══ DATA RECORDS
PR #1144, opened 2023-01-13
Fix: dns bug for endpointslices v1beta1 version

LaurenceLiZhixin:


Congrool:
Could you please also create an issue to trace the problem? Since it will not be totally sovled in this pr.

rambohe-ch (approved):

PR #1145, opened 2023-01-13
Fix: set inElecting to false when handling follow hub, and add metrics

LaurenceLiZhixin:


pkg/yurthub/metrics/metrics.go
```diff
@@ -44,13 +44,16 @@ var (
...
+	serversHealthyCollector               *prometheus.GaugeVec
+	inFlightRequestsCollector             *prometheus.GaugeVec
+	inFlightRequestsGauge                 prometheus.Gauge
+	rejectedRequestsCounter               prometheus.Counter
+	closableConnsCollector                *prometheus.GaugeVec
+	proxyTrafficCollector                 *prometheus.CounterVec
+	proxyLatencyCollector                 *prometheus.GaugeVec
+	poolCoordinatorYurthubRoleCollector   *prometheus.GaugeVec
+	poolCoordinatorHealthyStatusCollector *prometheus.GaugeVec
+	poolCoordinatorReadyStatuaCollector   *prometheus.GaugeVec
```
Congrool, line 56: Statua -> Status

cmd/yurthub/app/start.go
```diff
@@ -330,7 +331,7 @@ func coordinatorRun(ctx context.Context,
 			return coordinatorTransportMgr
 		}, func() poolcoordinator.Coordinator {
 			return coordinator
-		}, returnErr
+		}, nil
```
Congrool, line 334: remove the returned error, since we always return nil

pkg/yurthub/metrics/metrics.go
LaurenceLiZhixin: Fixed

rambohe-ch (approved):

PR #1147, opened 2023-01-13
fix coredns cannot get /apis/discovery.k8s.io/v1 if cluster does not contain such resource

Congrool:

#### What type of PR is this?
/kind bug

If we use cordns of a high version (e.g. 1.8) but with a k8s cluster of low version (e.g. 1.20), the coredns cannot list/watch endpointslice/v1beta1, because it cannot discover the supported resource version through "GET /apis/discovery.k8s.io/v1" and "GET /apis/discovery.k8s.io/v1beta1".

The reason causing such problem is that yurthub nonresource handler will return http.StatusOK even the APIServer does not contain such resource. It will cause the coredns continuously "GET /apis/discovery.k8s.io/v1" which blocks the list/watch making it unavailable.

```go
func writeErrResponse(path string, err error, w http.ResponseWriter) {
	klog.Errorf("failed to handle %s non resource request, %v", path, err)
	status := responsewriters.ErrorToAPIStatus(err)
	output, err := json.Marshal(status)
	if err != nil {
		http.Error(w, err.Error(), http.StatusInternalServerError)
		return
	}
	writeRawJSON(output, w)
}

func writeRawJSON(output []byte, w http.ResponseWriter) {
	w.Header().Set("Content-Type", "application/json")
	w.WriteHeader(http.StatusOK)
	w.Write(output)
}
```

Fixes #

```release-note

```

### DIFF
--- a/pkg/yurthub/server/nonresource.go
+++ b/pkg/yurthub/server/nonresource.go
@@ -25,6 +25,7 @@ import (
 	"k8s.io/apiserver/pkg/endpoints/handlers/responsewriters"
 	"k8s.io/client-go/kubernetes"
 	"k8s.io/klog/v2"
+	"k8s.io/utils/pointer"
 
 	"github.com/openyurtio/openyurt/cmd/yurthub/app/config"
 	"github.com/openyurtio/openyurt/pkg/yurthub/cachemanager"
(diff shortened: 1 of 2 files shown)


Congrool:
Fix what we don't solve in #1144.  FYI @LaurenceLiZhixin.

BTW, an additional RBAC setting should be set to make it work. We should authorize yurthub to list/watch endpointslice. But it seems we do not need to modify the RBAC for coredns 1.8 in k8s 1.22. I don't know the reason.

rambohe-ch (approved):

Congrool:
/hold

need to fix unit test

LaurenceLiZhixin:
LGTM

PR #1148, opened 2023-01-14
Fix: add PoolScopeResource validation and dynamic configuration support

LaurenceLiZhixin:
1. add PoolScopeResource validation to support multi version of pool scope resources, like v1/v1beta1 version  of endpointslices.

2. Add pool scope resource type configuration, which read from yurt-hub-cfg cm's `pool_scope_resources` key.
For example:
we can add 
```
 pool_scope_resources: '[{"Group":"","Version":"v1","Resource":"pods"}]'
```
into yurt-hub-cfg config map to let pool-coordinator cache pods resources.

3. Add etcd transaction max num to 100k.
4. Add dynamic client for pool-coordinator to support crd informer.


pkg/yurthub/poolcoordinator/resources/resources.go
```diff
@@ -0,0 +1,167 @@
...
+	"k8s.io/client-go/informers"
+	"k8s.io/client-go/kubernetes"
+	"k8s.io/client-go/tools/cache"
+	"k8s.io/klog/v2"
+
+	"github.com/openyurtio/openyurt/pkg/yurthub/util"
+)
+
+type PoolScopeResourcesManger struct {
+	factory                      informers.SharedInformerFactory
```
rambohe-ch, line 22: `factory` field is unused

pkg/yurthub/poolcoordinator/resources/resources.go
```diff
@@ -0,0 +1,167 @@
...
+}
+
+func (m *PoolScopeResourcesManger) getGroupVersionVerifyFunction(client kubernetes.Interface) func(gvr schema.GroupVersionResource) (bool, string) {
+	return func(gvr schema.GroupVersionResource) (bool, string) {
+		maxRetry := 3
+		duration := time.Second * 5
+		counter := 0
+		var err error
+		for counter <= maxRetry {
+			if _, err = client.Discovery().ServerResourcesForGroupVersion(gvr.GroupVersion().String()); err == nil {
```
rambohe-ch, line 141: if cloud-edge network is off, client can not verify the gvr exist or not. maybe we need to store the gvr info into local disk for yurthub restart use.

pkg/yurthub/poolcoordinator/resources/resources.go
LaurenceLiZhixin: fixed

pkg/yurthub/poolcoordinator/resources/resources.go
LaurenceLiZhixin: Yes, Shall we do that in the next release? At current release,  if cloud-edge network is off, the pool-coordinator would not work as there would be no leader. Let's do fix these issues together in the next release!
@rambohe-ch

rambohe-ch: ok

rambohe-ch (approved):

PR #1153, opened 2023-01-16
bugfix: ReplaceComponentList should not delete resources of other gvr

Congrool:

#### What type of PR is this?
/kind bug

`ReplaceComponentList` of etcd storage has a bug, which will delete resources of other gvr. For example, kubelet stored 3 keys in etcd, pod1, pod2 and configmap1 respectively. When using `ReplaceComponentList("kubelet",podGVR,"",newPodList)` to replace the pod keys in etcd, pod1 and pod2 will be replaced with newPodList, but the configmap1 will also be deleted. That's not what we want.

BTW, this pr also add more unit tests for keycache.go

Fixes #

```release-note

```


rambohe-ch (approved):

rambohe-ch:
@Congrool please fix the conflicting files.

rambohe-ch (approved):

PR #1875, opened 2023-12-26
Feature: add name-length of dummy interface too long error

### LINKED ISSUE #1867: [feature request]the name length of dummy interface should be under 15 chars.
As we known, yurthub component will create a dummy interface on nodes, and end user can configure the name for this dummy interface by parameter `--dummy-if-name`.

At the same time,  the name length of network interface should be under 15 bytes, some discussion information can be found here: https://stackoverflow.com/questions/24932172/what-length-can-a-network-interface-name-have

so we need to add a `dummy interface name length` check in the following validate function, if the length of `options.HubAgentDummyIfName` is more than 15, an error will be returned.

https://github.com/openyurtio/openyurt/blob/74b0a474deee7a2305d679c3eeb270fb6245d24b/cmd/yurthub/app/options/options.go#L143

**others**
/kind feature

8rxn:
Adds a new validation for dummy interface length not to exceed 15 chars. 

Fixes #1867 

/@rambohe-ch

```release-note
NONE
```

### DIFF
--- a/cmd/yurthub/app/options/options.go
+++ b/cmd/yurthub/app/options/options.go
@@ -167,6 +167,10 @@ func (options *YurtHubOptions) Validate() error {
 		return fmt.Errorf("dummy ip %s is not invalid, %w", options.HubAgentDummyIfIP, err)
 	}
 
+	if len(options.HubAgentDummyIfName) > 15 {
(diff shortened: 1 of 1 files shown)


rambohe-ch:
@8rxn Thank you for your good job.

rambohe-ch (approved):

PR #1888, opened 2023-12-29
feat: improve yurtstaticset upgrade model check (#1870)

### LINKED ISSUE #1870: [feature request]improve yurtstaticset upgrade models check
1. we have added two new upgrade models for static pod, AdvancedRollingUpdate and OTA. and the definition as following:

https://github.com/openyurtio/openyurt/blob/74b0a474deee7a2305d679c3eeb270fb6245d24b/pkg/apis/apps/v1alpha1/yurtstaticset_types.go#L38-L41

2. and only `AdvancedRollingUpdate, OTA` can be accepted when we use it as the following:

https://github.com/openyurtio/openyurt/blob/74b0a474deee7a2305d679c3eeb270fb6245d24b/pkg/yurtmanager/webhook/yurtstaticset/v1alpha1/yurtstaticset_validation.go#L113

3. we want to support more flexible for these upgrade models, for example: `advancedRollingUpdate` with small letter begin, or  `ota` with all small letters. so maybe we can use `strings.ToLower()` to change these upgrade models to entire small letters before models check.

4. we need to improve all places for yurtstaticset which these new upgrade models are used.

**others**
/kind feature

huangchenzhao:
Check two new upgrade models AdvancedRollingUpdate and OTA using case-insensitive string judgment instead of using "==".

By introducing `strings.EqualFold(stringA, stringB)`, we can ignore the difference between upper and lower case before models check.
 
Fixes #1870

### DIFF
--- a/pkg/apis/apps/v1alpha1/default.go
+++ b/pkg/apis/apps/v1alpha1/default.go
@@ -17,6 +17,8 @@ limitations under the License.
 package v1alpha1
 
 import (
+	"strings"
+
 	corev1 "k8s.io/api/core/v1"
 	"k8s.io/apimachinery/pkg/util/intstr"
 	v1 "k8s.io/kubernetes/pkg/apis/core/v1"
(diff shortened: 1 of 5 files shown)


rambohe-ch:
@huangchenzhao Thanks for making the pull request. beside `https://github.com/openyurtio/openyurt/blob/master/pkg/yurtmanager/webhook/yurtstaticset/v1alpha1/yurtstaticset_validation.go` file, the following files also should be updated.

https://github.com/openyurtio/openyurt/blob/master/pkg/apis/apps/v1alpha1/default.go#L215

https://github.com/openyurtio/openyurt/blob/master/pkg/node-servant/static-pod-upgrade/upgrade.go#L83

https://github.com/openyurtio/openyurt/blob/master/pkg/yurtmanager/controller/yurtstaticset/util/util.go#L66

https://github.com/openyurtio/openyurt/blob/master/pkg/yurtmanager/controller/yurtstaticset/yurtstaticset_controller.go#L375

huangchenzhao:
Thanks for reminding, I will fix it.

rambohe-ch (approved):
════
* WHAT TO WORK ON
There is a line with "len(options.HubAgentDummyIfName) > 15" and a line with "Fixes #1870" above. Copy exactly those two lines and all lines between them, with nothing else.

* TASK OUTPUT
+	if len(options.HubAgentDummyIfName) > 15 {
(diff shortened: 1 of 1 files shown)


rambohe-ch:
@8rxn Thank you for your good job.

rambohe-ch (approved):

PR #1888, opened 2023-12-29
feat: improve yurtstaticset upgrade model check (#1870)

### LINKED ISSUE #1870: [feature request]improve yurtstaticset upgrade models check
1. we have added two new upgrade models for static pod, AdvancedRollingUpdate and OTA. and the definition as following:

https://github.com/openyurtio/openyurt/blob/74b0a474deee7a2305d679c3eeb270fb6245d24b/pkg/apis/apps/v1alpha1/yurtstaticset_types.go#L38-L41

2. and only `AdvancedRollingUpdate, OTA` can be accepted when we use it as the following:

https://github.com/openyurtio/openyurt/blob/74b0a474deee7a2305d679c3eeb270fb6245d24b/pkg/yurtmanager/webhook/yurtstaticset/v1alpha1/yurtstaticset_validation.go#L113

3. we want to support more flexible for these upgrade models, for example: `advancedRollingUpdate` with small letter begin, or  `ota` with all small letters. so maybe we can use `strings.ToLower()` to change these upgrade models to entire small letters before models check.

4. we need to improve all places for yurtstaticset which these new upgrade models are used.

**others**
/kind feature

huangchenzhao:
Check two new upgrade models AdvancedRollingUpdate and OTA using case-insensitive string judgment instead of using "==".

By introducing `strings.EqualFold(stringA, stringB)`, we can ignore the difference between upper and lower case before models check.
 
Fixes #1870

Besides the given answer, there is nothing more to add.